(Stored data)
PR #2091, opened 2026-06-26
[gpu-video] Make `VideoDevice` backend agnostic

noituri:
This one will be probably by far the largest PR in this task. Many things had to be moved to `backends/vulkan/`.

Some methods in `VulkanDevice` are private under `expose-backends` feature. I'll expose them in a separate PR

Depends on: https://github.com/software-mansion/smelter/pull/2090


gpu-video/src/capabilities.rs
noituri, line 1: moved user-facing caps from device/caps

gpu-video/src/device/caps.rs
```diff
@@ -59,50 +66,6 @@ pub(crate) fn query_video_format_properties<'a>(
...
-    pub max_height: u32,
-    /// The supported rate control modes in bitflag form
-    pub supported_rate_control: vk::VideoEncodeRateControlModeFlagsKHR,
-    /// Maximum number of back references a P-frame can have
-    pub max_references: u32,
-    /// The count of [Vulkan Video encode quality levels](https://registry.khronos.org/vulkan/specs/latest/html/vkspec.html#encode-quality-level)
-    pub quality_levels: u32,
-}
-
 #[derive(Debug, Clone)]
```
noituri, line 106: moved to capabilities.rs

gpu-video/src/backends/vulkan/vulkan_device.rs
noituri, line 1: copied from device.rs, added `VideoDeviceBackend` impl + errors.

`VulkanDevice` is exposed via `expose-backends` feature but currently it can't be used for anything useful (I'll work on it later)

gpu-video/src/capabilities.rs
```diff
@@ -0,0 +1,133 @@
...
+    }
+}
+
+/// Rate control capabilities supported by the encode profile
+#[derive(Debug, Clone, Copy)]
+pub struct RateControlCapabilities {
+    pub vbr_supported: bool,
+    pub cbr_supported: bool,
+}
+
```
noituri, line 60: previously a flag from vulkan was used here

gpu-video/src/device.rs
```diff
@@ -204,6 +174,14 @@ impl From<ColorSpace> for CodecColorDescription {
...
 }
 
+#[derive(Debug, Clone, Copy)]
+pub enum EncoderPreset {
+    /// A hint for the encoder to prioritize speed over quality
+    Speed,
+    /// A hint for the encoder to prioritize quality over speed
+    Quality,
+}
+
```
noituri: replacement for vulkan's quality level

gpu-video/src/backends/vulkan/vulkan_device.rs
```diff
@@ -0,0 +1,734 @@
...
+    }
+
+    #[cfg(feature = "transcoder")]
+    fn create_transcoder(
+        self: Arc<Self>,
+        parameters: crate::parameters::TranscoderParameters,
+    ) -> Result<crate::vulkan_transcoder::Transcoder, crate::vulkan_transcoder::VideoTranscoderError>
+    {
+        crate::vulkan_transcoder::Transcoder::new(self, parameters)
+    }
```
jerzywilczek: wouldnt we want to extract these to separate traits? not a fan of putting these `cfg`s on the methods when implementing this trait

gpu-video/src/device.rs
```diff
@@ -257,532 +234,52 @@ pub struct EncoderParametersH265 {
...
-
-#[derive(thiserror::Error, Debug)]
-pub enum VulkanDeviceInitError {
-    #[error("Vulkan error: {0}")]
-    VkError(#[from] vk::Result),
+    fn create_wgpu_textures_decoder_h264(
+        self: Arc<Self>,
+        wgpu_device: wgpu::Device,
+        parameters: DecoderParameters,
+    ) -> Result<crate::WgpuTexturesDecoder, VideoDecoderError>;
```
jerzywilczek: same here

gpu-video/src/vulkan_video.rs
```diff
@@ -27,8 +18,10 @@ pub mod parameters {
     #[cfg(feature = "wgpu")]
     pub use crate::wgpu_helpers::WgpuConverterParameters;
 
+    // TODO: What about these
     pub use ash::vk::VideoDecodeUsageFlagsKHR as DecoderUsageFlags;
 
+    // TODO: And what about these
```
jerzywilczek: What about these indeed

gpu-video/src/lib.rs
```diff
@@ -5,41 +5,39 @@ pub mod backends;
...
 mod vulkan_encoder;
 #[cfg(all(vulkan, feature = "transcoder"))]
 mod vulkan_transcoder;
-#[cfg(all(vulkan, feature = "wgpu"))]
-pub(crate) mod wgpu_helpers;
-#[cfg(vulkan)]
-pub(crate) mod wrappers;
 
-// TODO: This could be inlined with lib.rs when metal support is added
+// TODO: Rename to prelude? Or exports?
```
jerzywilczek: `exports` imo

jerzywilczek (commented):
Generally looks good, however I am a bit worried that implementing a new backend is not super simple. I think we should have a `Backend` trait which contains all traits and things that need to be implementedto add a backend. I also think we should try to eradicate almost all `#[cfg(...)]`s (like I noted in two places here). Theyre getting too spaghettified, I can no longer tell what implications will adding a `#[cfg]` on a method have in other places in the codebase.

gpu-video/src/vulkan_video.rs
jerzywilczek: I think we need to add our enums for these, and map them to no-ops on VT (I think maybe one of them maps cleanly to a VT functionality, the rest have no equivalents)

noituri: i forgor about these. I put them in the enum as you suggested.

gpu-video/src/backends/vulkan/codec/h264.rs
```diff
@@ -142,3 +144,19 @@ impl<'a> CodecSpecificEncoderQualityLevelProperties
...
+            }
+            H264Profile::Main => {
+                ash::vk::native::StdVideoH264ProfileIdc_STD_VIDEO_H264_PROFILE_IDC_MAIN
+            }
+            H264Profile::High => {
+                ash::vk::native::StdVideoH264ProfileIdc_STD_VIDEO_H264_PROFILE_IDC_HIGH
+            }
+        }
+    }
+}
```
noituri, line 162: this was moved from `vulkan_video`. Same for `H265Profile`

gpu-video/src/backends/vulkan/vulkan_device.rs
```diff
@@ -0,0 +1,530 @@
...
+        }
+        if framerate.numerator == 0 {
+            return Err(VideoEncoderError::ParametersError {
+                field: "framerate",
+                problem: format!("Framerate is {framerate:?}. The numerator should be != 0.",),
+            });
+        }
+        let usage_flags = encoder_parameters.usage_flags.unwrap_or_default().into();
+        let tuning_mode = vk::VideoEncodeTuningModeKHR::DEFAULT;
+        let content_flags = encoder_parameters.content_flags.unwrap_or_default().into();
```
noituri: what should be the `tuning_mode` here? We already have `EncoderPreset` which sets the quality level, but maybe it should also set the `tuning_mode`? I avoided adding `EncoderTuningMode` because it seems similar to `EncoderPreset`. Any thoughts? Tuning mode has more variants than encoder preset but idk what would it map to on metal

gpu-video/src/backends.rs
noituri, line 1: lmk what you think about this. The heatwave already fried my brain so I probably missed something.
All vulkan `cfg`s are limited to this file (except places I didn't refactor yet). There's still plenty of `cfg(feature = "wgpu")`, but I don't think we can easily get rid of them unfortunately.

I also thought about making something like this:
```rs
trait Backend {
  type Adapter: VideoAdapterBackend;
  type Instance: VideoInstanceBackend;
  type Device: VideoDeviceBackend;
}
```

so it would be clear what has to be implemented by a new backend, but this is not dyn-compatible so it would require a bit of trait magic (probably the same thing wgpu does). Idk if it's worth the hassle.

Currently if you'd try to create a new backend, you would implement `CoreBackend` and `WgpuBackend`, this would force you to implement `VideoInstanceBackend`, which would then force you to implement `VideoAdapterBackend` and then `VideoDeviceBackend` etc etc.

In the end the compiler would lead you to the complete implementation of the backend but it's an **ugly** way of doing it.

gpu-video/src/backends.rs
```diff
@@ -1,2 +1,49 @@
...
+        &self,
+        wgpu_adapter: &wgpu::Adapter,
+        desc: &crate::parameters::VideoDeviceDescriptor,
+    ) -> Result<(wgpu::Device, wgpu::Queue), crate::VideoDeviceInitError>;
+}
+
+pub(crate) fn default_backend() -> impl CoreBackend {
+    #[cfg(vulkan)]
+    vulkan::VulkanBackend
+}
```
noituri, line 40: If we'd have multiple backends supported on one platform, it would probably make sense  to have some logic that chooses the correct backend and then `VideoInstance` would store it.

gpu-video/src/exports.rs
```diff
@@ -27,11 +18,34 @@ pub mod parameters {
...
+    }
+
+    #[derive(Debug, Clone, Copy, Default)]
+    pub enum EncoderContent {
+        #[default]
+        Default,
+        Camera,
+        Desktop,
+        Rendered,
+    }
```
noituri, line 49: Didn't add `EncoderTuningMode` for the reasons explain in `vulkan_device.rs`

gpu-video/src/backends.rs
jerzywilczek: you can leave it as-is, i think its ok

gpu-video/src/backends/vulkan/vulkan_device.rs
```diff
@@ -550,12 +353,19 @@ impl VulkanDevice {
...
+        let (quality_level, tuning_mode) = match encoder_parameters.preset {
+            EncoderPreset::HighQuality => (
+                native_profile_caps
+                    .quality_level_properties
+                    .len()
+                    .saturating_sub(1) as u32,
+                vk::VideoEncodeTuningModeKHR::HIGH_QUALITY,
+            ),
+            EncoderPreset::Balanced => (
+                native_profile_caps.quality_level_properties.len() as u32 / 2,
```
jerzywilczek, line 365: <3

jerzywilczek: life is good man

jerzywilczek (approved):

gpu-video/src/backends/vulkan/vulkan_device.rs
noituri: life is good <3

Goal of the exercise:
Where a line of the records contains the word "Debug", count it; state only the final tally.

Written answer:
5